(Saved entries)
———

PR #469, opened 2023-10-24
Tag classes as final or internal based on their usages

stof:
This will allow us to have a clearer BC API for our future versions.


GromNaN (approved):

OskarStark (approved):

DependencyInjection/Compiler/AddProcessorsPass.php
```diff
@@ -20,6 +20,8 @@
  * Registers processors in Monolog loggers or handlers.
  *
  * @author Christophe Coevoet <stof@notk.org>
+ *
+ * @internal since 3.8.0
```
derrabus, line 24: 3.8.0 has been released already hasn't it.

PR #470, opened 2023-10-31
Add support for additional parameters in native mailer

nkl-kst:
This PR adds support for additional parameters to the native mailer, as describe in https://www.php.net/manual/en/function.mail.php

> The additional_params parameter can be used to pass additional flags as command line options to the program configured to be used when sending mail, as defined by the sendmail_path configuration setting. For example, this can be used to set the envelope sender address when using sendmail with the -f sendmail option. 

In a recent project we had the requirement to set the additional parameter `-ftest@example.com` to be able to send emails through a relay server. Otherwise the mails were bounced.

The bundle currently allows to set these parameters only on existing logger instances. This PR allows to set them in the configuration file:

```yaml
native_mailer:
    type: native_mailer
    from_email: 'from@example.com'
    to_email: 'to@example.com'
    subject: 'Example subject'
    parameters:
        - '-ftest@example.com'
```

### DIFF
--- a/DependencyInjection/Configuration.php
+++ b/DependencyInjection/Configuration.php
@@ -197,6 +197,7 @@ use Symfony\Component\Config\Definition\Exception\InvalidConfigurationException;
  *   - [level]: level name or int value, defaults to DEBUG
  *   - [bubble]: bool, defaults to true
  *   - [headers]: optional array containing additional headers: ['Foo: Bar', '...']
+ *   - [parameters]: optional array containing additional parameters: ['--for bar', '...']
  *
  * - symfony_mailer:
  *   - from_email: optional if email_prototype is given
@@ -429,6 +430,7 @@ class Configuration implements ConfigurationInterface
                 ->fixXmlConfig('tag')
                 ->fixXmlConfig('accepted_level')
                 ->fixXmlConfig('header')
+                ->fixXmlConfig('parameter')
                 ->canBeUnset();
 
         $handlerNode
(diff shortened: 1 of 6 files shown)


GromNaN:
Thanks for this contribution! I rebased your branch onto the current `4.x` branch and retargeted the PR to `4.x`, since that is where new changes go now. The directory layout changed between 3.x and 4.x, so the files moved to `src/`, `config/` and `tests/`.

Summary of what changed:

- Added a `parameters` option to the `native_mailer` handler, mirroring the existing `headers` option. It maps to `NativeMailerHandler::addParameter()` and lets you pass extra parameters to `mail()`, e.g. `-f sender@example.com` to set the envelope sender.
- Added the matching XML config support (`fixXmlConfig('parameter')` and the `<parameter>` XSD element) so it works in XML too.
- Added a hardening on top of the original patch: unlike `addHeader()`, `addParameter()` performs no validation. Because these values end up on the sendmail command line through `mail()`, a value containing a newline could allow argument or header injection. Each parameter is now validated at config compile time and rejected if it contains `\r` or `\n`, mirroring the protection already in place for headers.
- Updated the `native_mailer` fixtures and test assertion, added a dedicated `ConfigurationTest` case for the newline rejection, and added a CHANGELOG entry.

Let me know if you want any adjustment.

GromNaN (approved):

GromNaN:
It took time, but here we go, this is in now. Thank you very much @nkl-kst.

PR #471, opened 2023-11-06
Add configuration support for SamplingHandler

Okhoshi:
Figured out the SamplingHandler was never added to the configuration, as per #4 to-do list :)


stof (approved):

stof:
@Okhoshi now :smile:

PR #472, opened 2023-11-09
Fix badly formatted internal/final annotations

norkunas:


GromNaN (approved):

OskarStark (approved):

stof (approved):

dennismetz:
Can we make a new release out of this?
We currently get the bug in 3.10.0, but don't want to use dev-master as a dependency.

Issue #441, opened 2022-07-22
Syslog formatter wiring


dkarlovi:
Monolog just merged Syslog formatter which should be wired here.
https://github.com/Seldaek/monolog/issues/1594

PR #473, opened 2024-01-19
Add service definition for SyslogFormatter

sarim:
| Q             | A
| ------------- | ---
| Branch?       | 3.x
| Bug fix?      | no
| New feature?  | yes
| Deprecations? | no
| Issues        | Fix https://github.com/symfony/monolog-bundle/issues/441
| License       | MIT

From https://github.com/symfony/recipes/issues/1111 & https://github.com/Seldaek/monolog/pull/1689 I found out about the (newish) syslog formatter that can be viewed nicely with lnav. While trying to use it, I see there is no service created for this in monolog-bundle. Users can obviously make their own service in their app's services.yaml, but seeing other formatters exposed and discussion about adding it via recipe, I thought it would be good idea to create the service from monolog-bundle.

———

**What you have to do**
Using the records above, set down exactly the lines from the one with "This PR adds" through the one with "->fixXmlConfig('header')", inclusive, and nothing more.

**Answer section**
This PR adds support for additional parameters to the native mailer, as describe in https://www.php.net/manual/en/function.mail.php

> The additional_params parameter can be used to pass additional flags as command line options to the program configured to be used when sending mail, as defined by the sendmail_path configuration setting. For example, this can be used to set the envelope sender address when using sendmail with the -f sendmail option. 

In a recent project we had the requirement to set the additional parameter `-ftest@example.com` to be able to send emails through a relay server. Otherwise the mails were bounced.

The bundle currently allows to set these parameters only on existing logger instances. This PR allows to set them in the configuration file:

```yaml
native_mailer:
    type: native_mailer
    from_email: 'from@example.com'
    to_email: 'to@example.com'
    subject: 'Example subject'
    parameters:
        - '-ftest@example.com'
```

### DIFF
--- a/DependencyInjection/Configuration.php
+++ b/DependencyInjection/Configuration.php
@@ -197,6 +197,7 @@ use Symfony\Component\Config\Definition\Exception\InvalidConfigurationException;
  *   - [level]: level name or int value, defaults to DEBUG
  *   - [bubble]: bool, defaults to true
  *   - [headers]: optional array containing additional headers: ['Foo: Bar', '...']
+ *   - [parameters]: optional array containing additional parameters: ['--for bar', '...']
  *
  * - symfony_mailer:
  *   - from_email: optional if email_prototype is given
@@ -429,6 +430,7 @@ class Configuration implements ConfigurationInterface
                 ->fixXmlConfig('tag')
                 ->fixXmlConfig('accepted_level')
                 ->fixXmlConfig('header')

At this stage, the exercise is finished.